- _Task description_
Nothing but the lines from the one containing "Did for me after" through the one containing "This fixes also", both included, should be given again, each exactly as written below.

[Collected data]
BEGIN

PR #240, opened 2022-11-28
Local include for smtp-address-validator.hpp

garethsb:
This makes _string-format-check.cpp_ consistent with _smtp-address-validator.cpp_.
This means that the _nlohmann_ directory itself doesn't have to be in the system search path. (The directory in which the _nlohmann_ directory is contained is much more likely to be, so e.g. `#include <nlohmann/json-schema.hpp>` is fine.)

### DIFF
--- a/src/string-format-check.cpp
+++ b/src/string-format-check.cpp
@@ -1,6 +1,6 @@
 #include <nlohmann/json-schema.hpp>
 
-#include <smtp-address-validator.hpp>
+#include "smtp-address-validator.hpp"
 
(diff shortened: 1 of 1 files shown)


pboettch:
Yes, I saw that after committing. Do you think this can generate build problems somewhere?

garethsb:
Did for me after copying files into same source tree where I was using version 2.1.0 previously. Easily fixed 🙂

pboettch:
OK, then I will wait for some time before doing a 2.2.1 .

PR #242, opened 2022-11-30
Fix assumed signed char

bobolopolis:
The code assumes that char is signed, but whether char is signed or unsigned is implementation defined. On some architectures like PowerPC, GCC treats char as unsigned resulting in compile errors:

	smtp-address-validator.cpp:213:1: error: narrowing conversion of '-32' from 'int' to 'char' [-Wnarrowing]

Fix this by specifying signed char.


garethsb:
This (122 errors) also occurs on my GCC 9.4 build on linux/arm64, so thanks for the fix.

PR #276, opened 2023-06-15
Fix bug: attr.value() of an array attribute returns an iterator of basic_json objects not an iterator of std::string

VolkerChristian:
This fixes also

### DIFF
--- a/src/json-validator.cpp
+++ b/src/json-validator.cpp
@@ -604,10 +604,12 @@ public:
 			} break;
 
 			case json::value_t::array: // "type": ["type1", "type2"]
-				for (auto &schema_type : attr.value())
+				for (auto &array_value : attr.value()) {
+					auto schema_type = array_value.get<std::string>();
 					for (auto &t : schema_types)
 						if (t.first == schema_type)
 							type_[static_cast<uint8_t>(t.second)] = type_schema::make(sch, t.second, root, uris, known_keywords);
+				}
 				break;
 
 			default:


pboettch:
Should we add a new json version to the CI?

VolkerChristian:
Sorry, i din't get the question.

pboettch:
Does this problem is coming from new nlohmann::json version or from a new GCC version? In any case, this needs to be tested with an github-action. Would you be able to update your PR so that it tests the new version, respectively?

VolkerChristian:
OK, now I understand.
This problem is due to a new GCC version 13.1.0 and it obviously manifests itself also when using the latest MSVC 17.6.2.
I think the compilers have become stricter with respect to template argument deduction. To be honest, I have not enough time to look deeper at what changes in 13.1.0 triggers this bug now. This does not happen with gcc version 12.3.0 and clang version 14.0.6. I just tested with the latest stable release of clang (16.0.6) which also _didn't_ trigger that bug.

- gcc-12.3.0: OK
- clang-14.0.6: OK
- clang-16.0.6: OK
- gcc-13.1.0: NOK 
- MSVC 17.6.2: NOK (not tested by me)

But do you really need a test for that? And what explicitly should be tested?

As the documentation of `nlohman::json` explicitly noted, that `array.value()` returns an iterator which can be used in a range based for loop to access all json-objects (values) of the array. And because the concrete array is an array of json type names (as `std::strings)` a concrete type name has to be accessed using `.get<std::string>().`

xamix:
The bug raised with Clang-16.0.6 for me:

```
(Ubuntu clang version 16.0.6 (++20230610113410+7cbf1a259152-1~exp1~20230610233423.102)
Target: x86_64-pc-linux-gnu
Thread model: posix
InstalledDir: /usr/bin
```

Not with Clang-15:
```
Ubuntu clang version 15.0.7
Target: x86_64-pc-linux-gnu
Thread model: posix
InstalledDir: /usr/bin
```

Anyway I will test this fix
Regards.

PR #290, opened 2023-08-17
Fix Clang compiler warnings

serge-s:
Fix "unused variable" warnings generated by Clang.
This fix can be useful for those who want to build with -Werror


serge-s:
"test / Run ctests" actions failure doesn't seem to be related to these changes - they all fail at CMake configure stage while I'm only touching C++ code.

PR #1125, opened 2019-10-22
feat(localized-rich-text-input): adds `LocalizedRichTextInput.createLocalizedString`

montezume:
#### Summary

Adds static function `createLocalizedString` to `LocalizedRichTextInput`.


src/components/internals/rich-text-utils/localized/localized.spec.js
```diff
@@ -0,0 +1,62 @@
...
+        en: '<p>hello world</p>',
+        de: '<p>Hallo</p>',
+      });
+    });
+  });
+});
+
+describe('isEmpty', () => {
+  describe('when calling with an undefined value', () => {
+    it('should return true', () => {
```
tdeekens: Nit: maybe `should indicate the value being empty` etc

tdeekens: Danke!

PR #1127, opened 2019-10-22
chore: build i18n

montezume:
#### Summary

Builds i18n add makes a German translation switch as requested by Maria.


i18n/data/core.json
```diff
@@ -39,6 +44,39 @@
   "UIKit.MultilineTextInput.expand": "Expand",
   "UIKit.PasswordField.hide": "hide",
   "UIKit.PasswordField.show": "show",
+  "UIKit.RichTextBody.boldButtonLabel": "Bold",
+  "UIKit.RichTextBody.boldTooltipTitle": "Bold",
+  "UIKit.RichTextBody.expandButtonLabel": "Expand",
+  "UIKit.RichTextBody.expandTooltipTitle": "Expand",
+  "UIKit.RichTextBody.italicButtonLabel": "Italic",
+  "UIKit.RichTextBody.italicTooltipTitle": "Italic",
```
emmenko: Q: why do we have so many duplicate messages? Is that on purpose? 🤔

montezume: Well, I made different messages for the tooltip message and for the button aria-label, in case we wanted different messages. But then design ended up using the same message for both. It might make sense to combine them actually, and only split if we do end up going with diff messages

montezume: @emmenko dumped them in the last commit

emmenko: Thanks. As follow up we should also do the same for all other duplicate messages (I see there are still some).

montezume: Yeah, things like `expand`, `collapse` and `show` and `hide` are really copy pasted 🤔 . We should have like a generic message for those.

`LocalizedInput.show` instead

montezume: https://github.com/commercetools/ui-kit/issues/1129

PR #1128, opened 2019-10-22
fix(rich-text-input): disabled fix

montezume:
#### Summary

Slate does not seem to respect `disabled`. So instead we pass `readOnly` 

[ref](https://docs.slatejs.org/slate-core/editor#readonly)


montezume:
VRT passed on percy, not sure why github integration isn't updating

https://percy.io/commercetools-GmbH/ui-kit/builds/2899784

END

- _Result_
Did for me after copying files into same source tree where I was using version 2.1.0 previously. Easily fixed 🙂

pboettch:
OK, then I will wait for some time before doing a 2.2.1 .

PR #242, opened 2022-11-30
Fix assumed signed char

bobolopolis:
The code assumes that char is signed, but whether char is signed or unsigned is implementation defined. On some architectures like PowerPC, GCC treats char as unsigned resulting in compile errors:

	smtp-address-validator.cpp:213:1: error: narrowing conversion of '-32' from 'int' to 'char' [-Wnarrowing]

Fix this by specifying signed char.


garethsb:
This (122 errors) also occurs on my GCC 9.4 build on linux/arm64, so thanks for the fix.

PR #276, opened 2023-06-15
Fix bug: attr.value() of an array attribute returns an iterator of basic_json objects not an iterator of std::string

VolkerChristian:
This fixes also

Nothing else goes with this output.